What I found out with my bobcat mini ex and the hammer is that I have to cut the motor off then cut the ignition key back on then turn on all circuitry, then work each lever or button switch twice while I sing "Climb every mountain". If I hold my mouth just right all pressure is released. However, I usually tap them using an adjustable wrench and hammer and use an adjustable wrench and wrecking bar to reassemble for the point Larry makes. As long as I release pressure on my farm equipment before disconnecting hoses, I never have any issues with connections.


----------



## broadriverhay (Jun 13, 2014)

The proper Oring size is 13/16” X 1 1/16”X 1/8” Part no. 2-211N674-70. Actual measurements are .796 “ ID and .139” cross section.
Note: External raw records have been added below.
PR #827, opened 2026-06-16
fix: rethrow failed dev remote loads

### LINKED ISSUE #824: [Bug]: loaded-first stragegy does not error component when it fails to load
### Describe the bug

If I have `loaded-first` share strategy set and the remote fails to load it doesn't error and the Suspense fallback remains displayed. This prevents displaying the error route fallback in react router

### Version

7.3.5

### Reproduction

https://github.com/JamesMHenderson/mf-vite

### Relevant log output

```shell

```

### Validations

gioboa:
Close #824

Fixes loaded-first dev remote failures being swallowed, which left Suspense stuck on its fallback instead of letting React Router show the error route.
  - Clear pending remote cache on loadRemote() failure
  - Rethrow the error for React lazy/Suspense consumers
  - Prevent internal sync listener unhandled rejection noise

### DIFF
--- a/src/virtualModules/__tests__/virtualRemotes.test.ts
+++ b/src/virtualModules/__tests__/virtualRemotes.test.ts
@@ -190,6 +190,17 @@ describe('generateRemotes', () => {
     expect(exports.__moduleExports).toBe(remoteModule);
   });
 
+  it('rejects remote pending when dev loadRemote fails', async () => {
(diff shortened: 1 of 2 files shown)


gioboa (commented):

Image

JamesMHenderson:
@gioboa  Thanks for looking into these issues that I have raised and fixing them so quickly!

PR #828, opened 2026-06-16
fix: reuse singleton share cache aliases

### LINKED ISSUE #826: [Bug]: react fails to share when share is specified as an empty object
### Describe the bug

When I have a host that has the config

```
shared: {
          react: {
            singleton: true,
            requiredVersion: dependencies.react,
            version: dependencies.react,
          },
          'react-dom': {
            singleton: true,
            requiredVersion: dependencies['react-dom'],
            version: dependencies['react-dom']
          },
        },
```

and the remote has the config

```
shared: {
        react: {
        },
        'react-dom': {
        },
      },
```

When I access a useState hook in the remote I get the error ` Uncaught TypeError: can't access property "useState", dispatcher is null`

This doesn't happen if the remote has specific versions for it's shared dependencies

This happens when I use the package version 1.16.8, but doesn't using 1.16.1

### Version

7.3.5

### Reproduction

https://github.com/JamesMHenderson/mf-vite/tree/feat/shared-empty

### Relevant log output

```shell
Warning: Invalid hook call. Hooks can only be called inside of the body of a function component. This could happen for one of the following reasons:
1. You might have mismatching versions of React and the renderer (such as React DOM)
2. You might be breaking the Rules of Hooks
3. You might have more than one copy of React in the same app
See https://reactjs.org/link/invalid-hook-call for tips about how to debug and fix this problem.
```

### Validations

gioboa:
Close #826

Fixes remote shared modules with empty config loading local React instead of host singleton.

  - Alias host singleton cache entries to the remote’s expected versioned key.
  - Prevents duplicate React instances and invalid hook calls.
  - Covers both newly bridged runtime providers and already cached singleton shares.
  - Adds regression test for versioned remote share lookup.

### DIFF
--- a/src/virtualModules/__tests__/virtualRemoteEntry.test.ts
+++ b/src/virtualModules/__tests__/virtualRemoteEntry.test.ts
@@ -686,4 +686,90 @@ describe('virtualRemoteEntry', () => {
       'const cacheKey = __mfGetSharedCacheKey(pkg, share.shareConfig?.singleton, share.version, share.scope);'
     );
   });
+
+  it('aliases external singleton providers to the remote share cache key', async () => {
+    normalizedSharedMock.mockReturnValue({
+      react: {
+        name: 'react',
+        from: '',
+        version: '18.3.1',
+        scope: 'default',
+        shareConfig: {
+          singleton: false,
+          requiredVersion: '^18.3.1',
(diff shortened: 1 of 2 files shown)


gioboa (commented):

Image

That is a Parker part number.


----------



## dvcochran (Oct 1, 2017)

Tx Jim said:


> If the quick couplers on my M7040 leaked with male tip installed I would try replacing o-ring/back up washer with correct parts from a Kubota seal kit(3C001-97270) @ $7.10 each rather than generic o-rings


Jim,

Where did you find this number? I see nothing when searching under M9000's.

Thanks, I will order 4 sets since I am pretty sure there are no back up washers in there. Didn't even know they were a thing.

I checked Coleman's and Messick and neither show an exploded view. Do you where I can find one?


----------



## Tx Jim (Jun 30, 2014)

Sorry for confusion but I couldn't locate o-ring for hyd coupler in M9000 parts catalog either. Part # I posted is for my M7040.


----------



## broadriverhay (Jun 13, 2014)

The oring size I posted is for quick couplers for 3rd function and similar connectors.


----------



## slowzuki (Mar 8, 2011)

Kubota only seems to use about 3 or 4 types of couplers on their various models. I’ve used m-135x couplers on my m-120, look identical in every way.


----------